Even carving has different forms. You must choose what direction you want to start. YouTube has a lot of great video on how to. Some areas have people who teach. I like working with instructors, but it is rarely an option for me. There is enormous talent here to draw from as well. Lydia, Maria, Michael Anthony Zelonis, Wiz and several dozen others. Michael has been running 2 different blogs on projects he is currently doing. But even people like Greg (cajonboxsculpter ) and spontaneous could give you tips.


----------



## darinS

I would agree with *Monte*. Additionally, try to see if there are any carving clubs in your area. You might be able to find a mentor there that could really help you out.


----------



## MyChipCarving

What advice would you offer someone who has very little (if any) woodworking experience but they are interested in exploring wood carving?
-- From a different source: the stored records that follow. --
PR #83, opened 2016-12-05
add minimum mapping quality for bismark_methylation_extractor

Shicheng-Guo:
add minimum mapping quality for bismark_methylation_extractor

--mapq

### DIFF
--- a/bismark_methylation_extractor
+++ b/bismark_methylation_extractor
@@ -979,6 +979,7 @@ sub process_commandline{
 				 'ignore_3prime=i'      => \$ignore_3prime,
 				 'ignore_3prime_r2=i'   => \$ignore_3prime_r2,
 				 'multicore=i'          => \$multicore,
+				 'mapq=i'           => \$mapq;
 	);
 
   ### EXIT ON ERROR if there were errors with any of the supplied options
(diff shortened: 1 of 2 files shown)


bismark_methylation_extractor
```diff
@@ -1123,7 +1124,7 @@ VERSION
 	    open (DETERMINE,"gunzip -c $file |") or die "Unable to read from gzipped file $file: $!\n";
 	}
 	elsif ($file =~ /\.cram$/ || $file =~ /\.bam$/ || isBam($file) ){ ### this would allow to read BAM files that do not end in *.bam
-	    open (DETERMINE,"$samtools_path view -h $file |") or die "Unable to read from BAM/CRAM file $file: $!\n";
+	    open (DETERMINE,"$samtools_path view -q $mapq -h $file |") or die "Unable to read from BAM/CRAM file $file: $!\n";
```
FelixKrueger: A couple of things: 
- the DETERMINE file handle is just the one where single-end or paired-end files are detected. It would have to changed at several more locations.
- this addition break the code in cases where --mapq was not specified. This would need looking into.

- and most importantly: Filtering on MAPQ is probably not what you would want to do anyway. Since Bismark is only allowing unique alignments the MAPQ score does not reflect the ambiguity of the read but it is simply a mix between the score_min setting (which are very strict by default) and the number of mismatches and/or gaps in the alignment. Thus, filtering on MAPQ would more or less be the same as filtering on mismatches/gaps, which can and should be done during the mapping step.

PR #102, opened 2017-04-26
update

Shicheng-Guo:


FelixKrueger:
Hmm, no description? I think I have replied to most of the changes in previous issues and/or pull requests already.

PR #115, opened 2017-06-28
Added --dovetail back for backwards compatibility.

ewels:
This is kind of untested. But how badly can it break things? 😈


FelixKrueger:
I was hoping you would simply change the `--help` text, but I guess this will work as well...

ewels:
Yeah, should probably change the `--help` text as well, seeing as this flag doesn't actually have any effect.

PR #126, opened 2017-09-21
A couple of small fixes

rifius:


rifius:
After processing all recorded positions, CpG report file gets cytosines for uncovered positions of as-yet-unseen chromosomes. Will try to track down and suggest fix.

FelixKrueger:
Hi Carlos,

I have now changed the NOMe-Seq processing so that it simply doesn't process chromosomes that were not covered in the experiment at all. See [here](b5fe29d6feb9a8e7d4769d7d86b408ceeddfa8e3).

PR #128, opened 2017-09-27
Fixed file handling with gzip and split by chromosome yes/no

rifius:
in CpG and GpC reports.
Not very happy, the position starting at zero logic could be simplified a bit to reduce clutter, and is not considered in the GpC report.  Did not open an issue either.

### DIFF
--- a/coverage2cytosine
+++ b/coverage2cytosine
@@ -99,7 +99,7 @@ generate_genome_wide_cytosine_report($coverage_infile);
 # which recommends this merging process to increase coverage per CpG and reduce the memory burden for its processing
 # Merge CpGs does not work in conjuction with --nome-seq (since some positions are filtered out).
 
-if ($merge_CpGs){
+if ($merge_CpGs) {
     # we only allow this operation if the report is limited to CpG context, and for a single report for the entire genome for the time being
     combine_CpGs_to_single_CG_entity($cytosine_out);
 }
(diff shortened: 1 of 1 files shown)


rifius:
Done.  #129 opened and linked.

FelixKrueger:
Hi Carlos,

Thanks for your suggestions to tidy up the file handling. I have now merged the pull request even though this proved to have been a little premature as it was only only working when `--NOMe-seq` had been specified. I have now fixed the problems (in this commit 74e2caeb3429c8e93023f7a120ce89c26866a747) so it is now working with any (permitted) combination of normal, `--gzip`, `--gc`, `--NOMe` and `--CX_context`.

Unfortunately however the option `--split_by_chromosome` is now no longer working in any mode. Once I find some more time and got my head round your code referencing I will try to look at this. Right now I need to attend my birthday steakhouse dinner though, first things first! :smiley_cat:

rifius:
Hi Felix,

Happy birthday!  A week ago I had mine in a Brazilian barbecue, an almost
epicurean debauchery.
I'll try to check your commit and suggest another pull.  The idea (I
thought) was simple:  work out the name of the file in a function, calling
it on the first opportunity to actually write anything to file.

Cheers,
--c
--



*Dr Carlos Riveros*

HMRI Bioinformatics Fellow

*P* (02) 4042 0478
*E* Carlos.Riveros@hmri.org.au <carlos.riveros@hmri.org.au>

*W* hmri.org.au

FelixKrueger:
Hi rifius,

Now you got me intrigued what happened at your Brazilian BBQ, but happy birthday as well!
The idea to clean up file names is certainly a good one, now we just need to get it working again (we don't ever use `--split_by_chromosome` anyway...). In that case I will just wait another day or so for a pull request, else I'll fix it myself later this week.

PR #123, opened 2023-01-06
Balance calculations for keychain tracker

LLFourn:
This is ready for review now. Needs the bug fixed by https://github.com/LLFourn/bdk_core_staging/pull/126 to be merged to master first which I think might come with #116 .


bdk_chain/src/keychain.rs
```diff
@@ -91,3 +91,56 @@ impl<K, P> ForEachTxout for KeychainChangeSet<K, P> {
...
+impl Balance {
+    /// Get sum of trusted_pending and confirmed coins
+    pub fn get_spendable(&self) -> u64 {
+        self.confirmed + self.trusted_pending
+    }
+
+    /// Get the whole balance visible to the wallet
+    pub fn get_total(&self) -> u64 {
+        self.confirmed + self.trusted_pending + self.untrusted_pending + self.immature
+    }
```
LLFourn, line 122: These two methods were copy pasted from BDK. I am not sure about this though. Why is `trusted_pending` more "spendable" than `untrusted_pending`? I'd opt to remove `get_spendable` and rename `get_total` to `total`.

cc @afilini

LLFourn: I did the above ^

evanlinjin (approved):
ACK 9671409179d60fb0a20f8a09d816eea202b96131

PR #124, opened 2023-01-09
Test with default features and minimal

LLFourn:
code coverage tests don't do this.

In practice the tests were failing unless --all-features was passed.


LLFourn:
I also made miniscript a default feature

evanlinjin (approved):
ACK bca5ab111d6685e0d39367d7f3b1c07d28222781

Although I couldn't test `.github/workflows/test.yml`...

PR #126, opened 2023-01-09
Chain position refused to change upon inserting it again at a different height

LLFourn:


evanlinjin:
This will conflict with #116 I will cherrypick this commit ontop of #116

evanlinjin:
Added to #166 in commit 526432a18b7ea9540c94e39a35c4c647a44cd74e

*First decide what type of carving you'd like to try. Some styles require more artistic abilities than others. Also, look at your budget when deciding. Different forms require a different amount of tools.*

Where should they start?

*I would suggest starting out at a carving club or carving expo. Talk to others who have been carving for a while and see if you can take a class at an expo. Carv-Fest in Minnesota is a great example. Carvers of all different forms teach day classes for only $50/class. It is a great way to find out if you like that style of carving.
*
What tools should they be looking at?

*If possible, try to find a class where tools are provided. Try it before buying lots of tools. Then if you like it, buy quality tools. They are expensive but it is worth the initial investment. Advertisement - I can provide Stubai Tools at 10% discount off list price. *

Should they take a class or could they learn from YouTube?

*If possible, take a class. Quality instruction can help develop initial technique with pointers and "try this". Online videos are good and are something I provide my students who are unable to attend a class. I have many partial videos on YouTube and full downloadable HD videos for my students. Books can also be a valuable resource.*


----------



## Cricket

Thank you for taking the time to respond. These are great ideas!


----------



## hairy

Lots of great stuff here: http://www.woodcarvingillustrated.com/forum/


----------



## Jim Jakosh

I guess I can't help since I don't carve but if I could, I would follow the trail of the Wiz. I love his pieces!!
I think you have to just try a few things and see if you feel you have the talent- like faces or leaf forms or flower forms or round forms.

You Tube is a great teacher. I have learned a lot on there for what I do. Then you have to decide if you want to be hand carver or a power carver- different sets of tools!!

My 2 cents worth…...........Cheers, Jim


----------



## Finn

http://www.texaswoodcarversguild.com/


----------



## Cricket

> http://www.texaswoodcarversguild.com/
> 
> - Jim Finn


THANK YOU! I am only about 20 minutes from New Braunfels so I truly appreciate that link!


----------



## Mahdeew

When it comes to wood carving, obviously the tools are very important and the most important thing to me is sharp tools. You can really hurt yourself using dull tools mainly because you have to constantly move your piece as you carve and some times the strokes have to be inwards; towards your flesh. I would advise to begin with carving something that requires you to make your strokes outward and think what would have happened to your hand if the stoke was inward when the blade slipped due to it blade being dull. So, the main thing to me is being to able to control the movement of the blade regardless of which direction it is being pushed.


----------



## Finn

I first learned to carve at California Carvers Guild back in 1985. I no longer carve but I still have all my tools. Any local carvers guild is an excellent place to learn and meet fellow carvers. The lessons were very inexpensive, as I remember.


----------



## NoThanks

I would try to get a job with Dennis Zongker and learn first hand from a pro…


----------



## JAAune

I do 90% of my carving using flat chisels. To get started, a set of ordinary chisels, a fishtail knife, one small gouge and a large gouge can handle many carvings. Most people already have the bench chisels so that would only require buying two gouges and a knife.

Chip carving is different and only requires a single tool to get into and that's a good chip carving knife.

Most important is a sharpening system to get everything razor sharp.


----------



## Kentuk55

Never use dull tools. Never.


----------



## CharlesNeil

Sign up for Mary Mays on line classes they are 10.00 or so a month,,, she is the best I have ever seen and her instruction is excellent


----------



## CFrye

A little late here, Cricket, but In the small town near me, a group of carver's meet informally at the Senior Center once a week. May be a similar type of resource near you as well.


----------



## Knothead62

What would we do without youtube. BTW, watch your fingers.  Marty has good advice.


----------



## Cricket

Thanks for all the advice!


----------



## Cricket

I know this isn't carving, but I just found tiny house workshops near me. I am sooooooo excited.


----------



## CFrye

That is cool Cricket! Go to one, or several, and write a blog about it.


----------



## RichardHillius

I would second Charles suggestion on Mary May. I took a class with her a few months ago and she is a excellent teacher. Her online school gives you access to a lot of content for that $10 a month to.


----------



## Vigilantewoodworker

Start. Momentum is a grand thing. Get rolling first w/o talking yourself out of it.
Then practice practice practice.
You might surprise yourself


----------



## Saucerer

I appreciate this as well, just made a very similar post !


----------